Divânu Lügati’t-Türk isimli, dünyaca bilinen eserin yazarıdır. Eserini 1072 yılında Bağdat’ta yazmaya başladı. 12 Şubat 1074 tarihinde tamamladı. Eserin tamamlanmasından sonraki iki yıl içerisinde dört defa baştan sona gözden geçirerek 1076‘da son şeklini verdi. 1077 Ocağında bitirilmiştir. Eserini Abbasi Halifesi Muktedî-Biemrillah’ın oğlu Ebü’l-Kasım Abdullah’a sunmuştur. Kitabın tek yazması olan nüsha bugün İstanbul’da Millet Kütüphanesi’nde muhafaza edilmektedir.

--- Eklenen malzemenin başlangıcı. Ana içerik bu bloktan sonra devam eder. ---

PR #80, opened 2023-05-12
Add mdoc

benzwreck:
Add mdoc code compilation check to docs(in our case only to README.md ;))

### DIFF
--- a/build.sbt
+++ b/build.sbt
@@ -26,7 +26,6 @@ lazy val core = (projectMatrix in file("core"))
   )
   .settings(commonSettings: _*)
 
-//TODO this should be invoked by compilation process, see #https://github.com/scalameta/mdoc/issues/355
 val compileDocs: TaskKey[Unit] = taskKey[Unit]("Compiles docs module throwing away its output")
 compileDocs := {
   (docs.jvm(scala2.head) / mdoc).toTask(" --out target/sttp-openai-docs").value
--- a/build.sbt
+++ b/build.sbt
@@ -25,3 +25,28 @@ lazy val core = (projectMatrix in file("core"))
     libraryDependencies ++= Seq(Libraries.uPickle) ++ Libraries.sttpClient ++ Seq(Libraries.scalaTest)
   )
   .settings(commonSettings: _*)
+
+//TODO this should be invoked by compilation process, see #https://github.com/scalameta/mdoc/issues/355
+val compileDocs: TaskKey[Unit] = taskKey[Unit]("Compiles docs module throwing away its output")
+compileDocs := {
+  (docs.jvm(scala2.head) / mdoc).toTask(" --out target/sttp-openai-docs").value
+}
+
+lazy val docs = (projectMatrix in file("generated-docs")) // important: it must not be docs/
+  .enablePlugins(MdocPlugin)
+  .settings(commonSettings)
+  .settings(
+    mdocIn := file("README.md"),
+    moduleName := "sttp-openai-docs",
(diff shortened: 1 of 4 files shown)


build.sbt
```diff
@@ -25,3 +25,28 @@ lazy val core = (projectMatrix in file("core"))
...
+  .settings(
+    mdocIn := file("README.md"),
+    moduleName := "sttp-openai-docs",
+    mdocOut := file("generated-docs/out"),
+    mdocExtraArguments := Seq("--clean-target"),
+    publishArtifact := false,
+    name := "docs",
+    libraryDependencies ++= Seq(
+      "com.softwaremill.sttp.client4" %% "cats" % "4.0.0-M1",
+      "org.typelevel" %% "cats-effect" % "3.6-1f95fd7"
```
adamw, line 47: 3.6? I think 3.5.0 is the latest stable :) but sttp-client4-cats shoudl bring in the necessary dep

build.sbt
```diff
@@ -25,3 +25,28 @@ lazy val core = (projectMatrix in file("core"))
...
   )
   .settings(commonSettings: _*)
+
+//TODO this should be invoked by compilation process, see #https://github.com/scalameta/mdoc/issues/355
+val compileDocs: TaskKey[Unit] = taskKey[Unit]("Compiles docs module throwing away its output")
+compileDocs := {
+  (docs.jvm(scala2.head) / mdoc).toTask(" --out target/sttp-openai-docs").value
+}
+
+lazy val docs = (projectMatrix in file("generated-docs")) // important: it must not be docs/
```
adamw, line 35: doesn't `generated-docs` need to be in `.gitignore`?

adamw: ah you are overwriting the out, do you need to specify both `--out` and `mdocOut` then?

adamw:
WIll be great to have this - thanks :)

build.sbt
flsh86: Is this dependecy required, for mdoc? 
```
"org.typelevel" %% "cats-effect" % "3.6-1f95fd7"
```

benzwreck: Unfortunately, it doesn't
```scala
error: README.md:93:1: object ExitCode is not a member of package cats.effect
import cats.effect.{ExitCode, IO, IOApp}
^^^^^^^^^^^^^^^^^^^^^^^^^^^^^^^^^^^^^^^^
error: README.md:101:21: not found: type IOApp
object Main extends IOApp {
                    ^^^^^
error: README.md:102:41: not found: type IO
  override def run(args: List[String]): IO[ExitCode] = {
                                        ^^
error: README.md:116:36: not found: type IO
    HttpClientCatsBackend.resource[IO]().use { backend =>
                                   ^^
```
and more. But you are right, should have used latest stable `3.5.0` :)

adamw: Ah, the dependency in sttp is only on the kernel. So you'll need it, yeah

build.sbt
benzwreck: I guess if we want to check readme's code snippets compile execution only, we could set `mdocOut` to` --out target/sttp-openai-docs` so the output will not affect the repo and be ignored by git. Wdyt?

adamw: yes putting this into `target` sounds good :) I would also remote the TODOs as I think they don't apply here

kciesielski (approved):

build.sbt
adamw: bump :) this seems to be copied from tapir, along with comments which don't necessarily make sense here

Issue #59, opened 2023-04-27
Create chat completions SSE


benzwreck:
Create step SSE endpoint
https://platform.openai.com/docs/api-reference/chat/create

PR #124, opened 2023-11-06
Add streaming support for chat completions

DybekK:
Closes https://github.com/softwaremill/sttp-openai/issues/59

This PR adds streaming support for [Create chat completion](https://platform.openai.com/docs/api-reference/chat/create) endpoint using server-sent events.

_**Note**_: For the first version we used `Fs2` streams, we'll support other stream implementations in the feature.

Here are the main changes and enhancements made in this PR:

- case classes related to chat completions have been redefined to align with the latest OpenAI API. This ensures compatibility and consistency with the OpenAI API.
- `OpenAI` class has been expanded with new `createChatCompletion` method. This method is designed to work with generic stream implementations using `Streams[S]`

Kaşgarlı Mahmud’un, Kitabu Cevahirü’n Nahv Fi Lugati’t Türk adlı bir eser daha kaleme aldığı biliniyor. Türk dilinin ilk gramer kitabının nerede ve nasıl kaybolduğu belirlenememiştir. Bu eser, günümüze ulaşmamıştır.

Kaşgarlı Mahmud

BİNLERCE ÖĞRENCİ YETİŞTİRDİ

Kaşgarlı Mahmut, 1080 yılında Kaşgar’a döndü. O artık, ülkesinin önde gelen bir bilim insanı idi. Adına izafeten, Mahmudiye Medresesi denilen binada dersler vermeye başladı. Binlerce öğrenci yetiştirdi.

Mahmud, 1105 yılında, 97 yaşında iken fani hayata veda etti. Naaşı; ders verdiği Mahmudiye mezarlığında toprağa verildi. Burası, Kaşgar şehrine 45 kilometre uzaklıktaki Opal köyünde, etrafı kavak, çınar ve söğüt ağaçlarıyla çevrili bir tepedir (Enlem 39°18’51.19″ Kuzey, Boylam 75°30’35.82″ Doğu). Ölümünden sonra öğrencileri tarafından inşa edilen türbe, günümüze kadar dört defa yenilendi.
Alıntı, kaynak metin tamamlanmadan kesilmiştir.